Simon Fraser wrote:
> In article <[EMAIL PROTECTED]>, Darin Fisher
> <[EMAIL PROTECTED]> wrote:
>
>> That element of the UA string indicates the security level supported by
>> the browser. It comes from the pref: general.useragent.security, where
>> 'N' is the default value (#define'd as UA_APPSECURITY_FALLBACK in
>> nsHTTPHandler.cpp).
>
>
> Does that mean that the Mac build used to generate these user-agent
> strings did not have PSM installed, and the others did? Or that
> there is a bug detecting PSM on the Mac when generating the
> user-agent?
>
> Simon
Hmm... probably a bug... not sure if PSM sets general.useragent.security
when loaded. The HTTP handler should probably register a callback for
that pref, so it can update the UA string whenever it changes.

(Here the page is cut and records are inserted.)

PR #272, opened 2017-10-25
Fail release if no upgrade performed

### LINKED ISSUE #268: Update operation should set the release status to failed when there is no difference
If the replacing release is found to be of no different from the existing release, then the replacing release should be marked `failed`.

ilayaperumalg:
- When there is no upgrade based on the ReleaseDifference, then the corresponding replacing release should be set to `FAILED` status.
 - Also, fail the upgrade before setting the manifest if there is no difference found

Resolves #268

### DIFF
--- a/spring-cloud-skipper-server-core/src/main/java/org/springframework/cloud/skipper/server/deployer/AppDeployerReleaseManager.java
+++ b/spring-cloud-skipper-server-core/src/main/java/org/springframework/cloud/skipper/server/deployer/AppDeployerReleaseManager.java
@@ -163,6 +163,15 @@ public class AppDeployerReleaseManager implements ReleaseManager {
 	@Override
 	public ReleaseAnalysisReport createReport(Release existingRelease, Release replacingRelease) {
 		ReleaseAnalysisReport releaseAnalysisReport = this.releaseAnalyzer.analyze(existingRelease, replacingRelease);
+		if (releaseAnalysisReport.getReleaseDifference().areEqual()) {
+			Status status = new Status();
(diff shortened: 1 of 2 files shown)


ilayaperumalg:
@jvalkeal Please verify this PR for `upgrade` for now. I will have another PR that fixes the rollback issue that will calculate the versions appropriately which will be on top of this PR.

jvalkeal:
I'm just questioning that we create a new release and save it to DB with FAILED state. That release has not exactly failed and say it's just a noise in a DB.

ilayaperumalg:
yeah, I agree. But, we don't seem to have any other possible state that could fit correctly here. Given, this operation is failed and we always persist this release object, `FAILED` turned out to be the interim choice :-)

jvalkeal:
And as we throw `SkipperException`, I'd expect any ongoing transaction to get rolled back. This doesn't happen which is a bit strange on its own.

ilayaperumalg:
> And as we throw SkipperException, I'd expect any ongoing transaction to get rolled back

We don't have to rollback and that's the main reason to set the status of the Release to be `FAILED` and apart from the creation of the Release in DB with `FAILED` stage, nothing happened in this transaction. Do you see any issue this way?

jvalkeal:
Right, looks like `org.springframework.cloud.skipper.server.service.ReleaseService.createReport(UpgradeRequest)` is called inhouse in a `RelaseService`, thus bypassing transaction. There should be transaction but then updating DB and throwing would be kinda pointless.

ilayaperumalg:
Closing this as we decided not to store failed release in DB in this scenario.

Issue #273, opened 2017-10-25
Move methods in ReleaseManager.upgrade into separate class to get Tx proxy functionality


markpollack:
Now we are calling the two release manager methods directly from the .upgrade method so the @Transactional does not kick in.

PR #274, opened 2017-10-25
Move the transactional method `createReport` into another class

markpollack:
* Move helper method for packageMetadata lookup into PackageMetadataRepository

Fixes GH-273

### DIFF
--- a/spring-cloud-skipper/src/main/java/org/springframework/cloud/skipper/domain/Info.java
+++ b/spring-cloud-skipper/src/main/java/org/springframework/cloud/skipper/domain/Info.java
@@ -84,4 +84,21 @@ public class Info extends AbstractEntity {
 	public void setDescription(String description) {
 		this.description = description;
 	}
+
+	/**
+	 * Create a new Info instance with the given description, first deployed and last deployed dates
+	 * set to the current date-time, and StatusCode.UNKNOWN.
+	 * @param description a string describing the general info status at a level finer than StatusCode
+	 * @return a new Info object
+	 */
+	public static Info createNewInfo(String description) {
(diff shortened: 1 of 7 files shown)


spring-cloud-skipper/src/main/java/org/springframework/cloud/skipper/domain/Info.java
```diff
@@ -84,4 +84,21 @@ public String getDescription() {
...
 		this.description = description;
 	}
+
+	/**
+	 * Create a new Info instance with the given description, first deployed and last deployed dates
+	 * set to the current date-time, and StatusCode.UNKNOWN.
+	 * @param description a string describing the general info status at a level finer than StatusCode
+	 * @return a new Info object
+	 */
+	public static Info createNewInfo(String description) {
```
jvalkeal: just comment for future as we probably want to overhaul other pojos as well for static methods and think if we want to add Builder interfaces. Naming will easily get off the rails.

jvalkeal:
lgtm, hopefully merging in about 18mins.

spring-cloud-skipper/src/main/java/org/springframework/cloud/skipper/domain/Info.java
markpollack: Please create an issue to add the builder pattern here....

markpollack: So far, I think this is the only case, but we do have a few other sections with this type of 'boilerplate' code which could be moved down into the domain objects....

PR #281, opened 2017-10-26
Transaction handling during health check

### LINKED ISSUE #280: Transaction handling when doing the health check
When doing upgrade, the appDeployerData is persisted within the same transaction that the health check also uses to detect the health of the apps being deployed.

This makes the status check fail (with no appDeployerData for this release) until the health check is complete.

ilayaperumalg:
- Add @Transactional only to the health check method
 - Setting appdeployer data for th release being replaced doesn't belong to transaction as it is similar to the release report saving the replacing release

Resolves #280


jvalkeal:
I've been eyeballing this upgrade flow, possible errors and how transactions are handled. While I'm now starting to see multiple issues in a whole upgrade flow, don't think there's anything wrong in this PR other than it always raises a red flag when transaction is taken away from method interacting with repos.

markpollack:
Closing, will issue new PR based on discussions

PR #291, opened 2017-10-26
ReleaseStateUpdateService should be enabled by default

### LINKED ISSUE #290: ReleaseStateUpdateService should be enabled by default
Reverse the name of the property from `disable...` to `enable..` and add `matchIfMissing` to `@ConditionalOnProperty annotation`.

Also add `@EnabledScheduling` to make it clear that scheduling features are being used.

markpollack:
* Add local docs in three minute tour

Fixes #290


spring-cloud-skipper-server-core/src/main/java/org/springframework/cloud/skipper/server/config/SkipperServerConfiguration.java
```diff
@@ -183,7 +185,7 @@ public ReleaseService releaseService(PackageMetadataRepository packageMetadataRe
 	}
 
 	@Bean
-	@ConditionalOnProperty("spring.cloud.skipper.server.disableReleaseStateUpdateService")
+	@ConditionalOnProperty(value = "spring.cloud.skipper.server.enableReleaseStateUpdateService", matchIfMissing = true)
```
ilayaperumalg: We could use `prefix`, something like: `@ConditionalOnProperty(prefix = "spring.cloud.skipper.server", name= "enableReleaseStateUpdateService",
			matchIfMissing = true)`

PR #323, opened 2017-11-11
Add initial documentation for using custom DB

AWeeks1:
Add instructions and guide for how to use custom DB (in this example postgres) instead of h2. 
[Didn't know where to add it, so made it an appendix, move wherever deemed relevant]

### DIFF
--- a/spring-cloud-skipper-docs/src/main/asciidoc/appendix-building.adoc
+++ b/spring-cloud-skipper-docs/src/main/asciidoc/appendix-building.adoc
@@ -55,3 +55,46 @@ You can generate eclipse project metadata using the following command:
 
 The generated eclipse projects can be imported by selecting `import existing projects`
 from the `file` menu.
+
+=== Using custom databse
+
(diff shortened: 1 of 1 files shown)


jvalkeal:
Maybe instead of documenting how to replace DB libs, package all supported DB's as default and then document settings. Even if you have h2/mysql/postgres/etc in a classpath, boot will back off using embedded db when you add settings to use external DB.

jvalkeal:
I'm merging this as is. There's going to be other changes to add full support for other DB's as well so we can revisit this section then.

jvalkeal:
Merged per https://github.com/spring-cloud/spring-cloud-skipper/commit/96d5b5071bf0d410d1dc8f7a79d41a31bde39d2d. Did polish asciidoc a little.

AWeeks1:
Sorry forgot to add here, for postgres there is a further change needed. This will work, but will crash when the commands `history` or `list` are used with error: 

```org.postgresql.util.PSQLException: Large Objects may not be used in auto-commit mode.```

To solve this, you need to add the @Transactional annotation to the `ReleaseRepository.java` in the Skipper-Server-Core.

PR #342, opened 2017-11-17
Tighten up `Package` section of documentation

AWeeks1:
Overall just made some small things clearer/more obvious. Some are style decisions so feel free to remove. 

Also, not as many substantive changes as I thought would be made. This section though, as someone who just had to use it to create a package, is not necessarily as clear or helpful as it could be. But I don't know if it's because of this section (which is pretty clear, though awkward to have to flick to 19 to know what the various fields mean), or because there is a missing section along the lines of "Making your own package" which walks through it more. Maybe that sort of customization section might be useful?


AWeeks1:
Sorry don't know how to undo a PR, keep only pushing single file changes instead of combining them all into one PR (sorry for that).

AWeeks1:
Closing: Included in https://github.com/spring-cloud/spring-cloud-skipper/pull/343

PR #354, opened 2017-11-20
Change dependencies leading to shell

### LINKED ISSUE #353: Change shell dependencies
Starting a shell now warns:
```
WARN : org.springframework.boot.context.properties.ConfigurationPropertiesBindingPostProcessor : The @ConfigurationProperties bean class org.springframework.cloud.deployer.spi.local.LocalDeployerProperties contains validation constraints but had not been annotated with @Validated.
```

While this could get fixed in a source itself, it feels a bit wrong for shell to get all deps defined in `spring-cloud-skipper` itself. This might have been leftover when some classes were organised in different packages, but we didn't change deps. Looks like all those deployer deps in `spring-cloud-skipper` are more or less meant for server, not shell.

jvalkeal:
- Fix deps so that client/shell doesn't get any deps
  it doesn't need.
- For spring-cloud-skipper, remove all deployer deps and just
  use spring-cloud-deployer-spi.
- For spring-cloud-skipper-client, bring back spring-web and httpclient.
  Previously httpclient were transitive deps via aether and spring-web via
  spring-cloud-deployer-local.
- Fixes #353

### DIFF
--- a/spring-cloud-skipper-client/pom.xml
+++ b/spring-cloud-skipper-client/pom.xml
@@ -15,6 +15,17 @@
             <groupId>org.assertj</groupId>
             <artifactId>assertj-core</artifactId>
         </dependency>
+
+        <dependency>
+            <groupId>org.springframework</groupId>
+            <artifactId>spring-web</artifactId>
+        </dependency>
+
+        <dependency>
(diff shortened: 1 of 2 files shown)


ilayaperumalg:
LGTM, merging.

PR #880, opened 2019-06-18
Update database docs

### LINKED ISSUE #874: Support mysql 8
Doesn't work with current mariadb driver so fix would be to bundle mysql driver. User can then choose a driver without re-building a server.

### LINKED ISSUE #875: Support mariadb 10.3+
Starting from mariadb 10.3 a proper sequence has been added and things we do with a sequence table originating from remains of mysql doesn't work anymore.

Need to fully move to this and think about all migration nonsense this brings.

jvalkeal:
- Essentially copy relevant parts from a dataflow docs as
  db configs are identical.
- Fixes #874
- Fixes #875


markpollack:
edited and merged as 9d95c879424f5797c747062d4a7036fe7a3aa454

PR #881, opened 2019-07-02
Fix changes in a local deployer

jvalkeal:
- We still depend on local deployer metadata and
  need to change tests to match what's expected.
- Essentially skip what might have in a boot's hint
  arrays as it's just noise.

NOTE: this is a fix for local deployer PR https://github.com/spring-cloud/spring-cloud-deployer-local/pull/161 what that gets merged.


ilayaperumalg:
LGTM, merging.

PR #904, opened 2019-08-21
Remove creation of copied default platform

### LINKED ISSUE #901: Revisit single-platform resolution behavior
Notes:
- [ ] If there's only one platform, we would automatically pick that as the default without an explicit entry with "default" key in the map
- [ ] If there are >1 platforms, a user must select a platform to deploy streams (platform won't be automatically inferred in this case)
- [ ] If there's something with "default", we will pick it up as the "default" platform
- [ ] Update the docs/samples/microsite to clarify this

jvalkeal:
- In case user defined a single platform not named as `default`, it
  was duplicated as `default` resulting two platforms. This commit
  simply removes this duplication.
- Internally we don't do any dance around platform names so that we'd
  silently switch to `default` if only one non `default` exists. This
  is because similar check is allready done on a dataflow side and this
  switch happens there. In skipper we use these platforms via repository
  and it would have added a complex changes to switch these names in
  multiple places, essentially doing platform switch in both skipper
  and dataflow. It's just better to fail on a skipper side if
  non-existing platform is used as that keeps logic simpler.
- Fixes #901

### DIFF
--- a/spring-cloud-skipper-server-core/src/main/java/org/springframework/cloud/skipper/server/service/DeployerInitializationService.java
+++ b/spring-cloud-skipper-server-core/src/main/java/org/springframework/cloud/skipper/server/service/DeployerInitializationService.java
@@ -15,7 +15,6 @@
  */
 package org.springframework.cloud.skipper.server.service;
 
-import java.util.ArrayList;
 import java.util.List;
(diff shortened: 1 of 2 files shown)


ilayaperumalg:
LGTM, merging.

Issue #910, opened 2019-10-18
Implement scale() operation for SkipperClient


jvalkeal:
Apart from a core changes for scaling, order to use scaling from scdf SkipperClient needs to implement same features.

jvalkeal:
This is now handled in PR #911

PR #911, opened 2019-10-18
Implement scaling for request flows

### LINKED ISSUE #909: Implement scale() operation
Depending on how new scale API is added to deployers, it has to be added to current release upgrade flow in a statemachine and then exposed to a dataflow server via rest api.

Theoretically if applicable we could just use count property meaning from a scdf point of view it would just update stream with `deployer.*.count=2` setting and skipper would then call appropriate deployer api's. Currently if you update stream with new count, nothing happens as there's no differences in an actual apps.

jvalkeal:
- Basically adding a new state flow `SCALE` via statemachine
  which as a simple passthrough dispatches to deployer scale method.
- 2 new rest methods for single app and multi app scaling.
- Needed SkipperClient changes are left for #910
- Fixes #909

For now, you can test this i.e. with existing `ticktock` with this rest call:
```
POST http://localhost:7577/api/release/scale/ticktock
Content-Type: application/json

{
    "counts": {
        "time": "2",
        "log": "2"
    }
}
```

### DIFF
--- a/spring-cloud-skipper-server-core/src/main/java/org/springframework/cloud/skipper/server/controller/ReleaseController.java
+++ b/spring-cloud-skipper-server-core/src/main/java/org/springframework/cloud/skipper/server/controller/ReleaseController.java
@@ -152,13 +152,13 @@ public class ReleaseController {
 		return this.releaseResourceAssembler.toModel(release);
 	}
 
-	@RequestMapping(path = "/scale/{name}/{appName}", method = RequestMethod.POST)
+	@RequestMapping(path = "/scale/{name}/{appName}/{count}", method = RequestMethod.POST)
 	@ResponseStatus(HttpStatus.CREATED)
 	public EntityModel<Release> scale(@PathVariable("name") String name, @PathVariable("appName") String appName,
-			int desiredCount) {
+			@PathVariable("count") int count) {
 		ScaleRequest scaleRequest = new ScaleRequest();
 		Map<String, Integer> counts = new HashMap<>();
-		counts.put(appName, desiredCount);
+		counts.put(appName, count);
 		scaleRequest.setCounts(counts);
 		Release release = this.skipperStateMachineService.scaleRelease(name, scaleRequest);
 		return this.releaseResourceAssembler.toModel(release);
--- a/spring-cloud-skipper-server-core/src/main/java/org/springframework/cloud/skipper/server/controller/ReleaseController.java
+++ b/spring-cloud-skipper-server-core/src/main/java/org/springframework/cloud/skipper/server/controller/ReleaseController.java
@@ -15,9 +15,7 @@
  */
 package org.springframework.cloud.skipper.server.controller;
 
-import java.util.HashMap;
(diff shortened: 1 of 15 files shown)


spring-cloud-skipper/src/main/java/org/springframework/cloud/skipper/domain/ScaleRequest.java
```diff
@@ -0,0 +1,35 @@
...
+ */
+package org.springframework.cloud.skipper.domain;
+
+import java.util.HashMap;
+import java.util.Map;
+
+/**
+ * @author Janne Valkealahti
+ */
+public class ScaleRequest {
```
tzolov: Deployer's scale domain time take deployerId, count and optional Map<Sting, String>. 
To represent this on the Skipper side the `ScaleRequest` class, perhaps can have a structure something like this: 
```java
public class ScaleRequest {
   private String name; // appName (not deployerId)
   private String count; // instance count
   private Map<String, String> properties; // optional
   // ... Getters/Setters ...
}
```
And then to represent multiple app scales we can use `List<ScaleRequest>`. Above should match to JSON like:

```json
[ 
 {"name": "time", "count": "2", "properties": {...}},
 {"name": "log", "count": "3", "properties": {...}},
 ...
]
```

spring-cloud-skipper-server-core/src/main/java/org/springframework/cloud/skipper/server/controller/ReleaseController.java
```diff
@@ -142,6 +143,13 @@ public ReleaseControllerLinksResource resourceLinks() {
 		return this.manifestResourceAssembler.toModel(this.releaseService.manifest(name, version));
 	}
 
+	@RequestMapping(path = "/scale/{name}", method = RequestMethod.POST)
+	@ResponseStatus(HttpStatus.CREATED)
+	public EntityModel<Release> scale(@PathVariable("name") String name, @RequestBody ScaleRequest scaleRequest) {
```
ilayaperumalg: Do you think it would be better if we just have the `ScaleRequest` as the Request body and remove the explicit name from the path (given the ScaleRequest already has the name in it)?

spring-cloud-skipper/src/main/java/org/springframework/cloud/skipper/domain/ScaleRequest.java
jvalkeal: done

spring-cloud-skipper-server-core/src/main/java/org/springframework/cloud/skipper/server/controller/ReleaseController.java
jvalkeal: Not sure, I followed same conventions where release name is always coming from a request path.

ilayaperumalg:
Squashed, rebased and merged as 2fb32516b15394cbc9a19559426a3d575b0045ee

Who
might know more about this pref?
Darin
>
>> Simon Fraser wrote:
>>
>>> In article <[EMAIL PROTECTED]>, Tom Everingham
>>> <[EMAIL PROTECTED]> wrote:
>>>
>>>> WinNT4.0 build 2001-01-30-11-Mtrunk
>>>>
>>>> User-Agent: Mozilla/5.0 (Windows; U; WinNT4.0; en-US; m18) Gecko/20010130
>>>> Netscape6/6.5
>>>
>>>> Mac OS9 build 2001-01-30-10-Mtrunk
>>>> User-Agent: Mozilla/5.0 (Macintosh; N; PPC; en-US; m18) Gecko/20010130
>>>> Netscape6/6.5
>>>
>>>
>>> What does the "U;" and "N;" in the user-agent signify?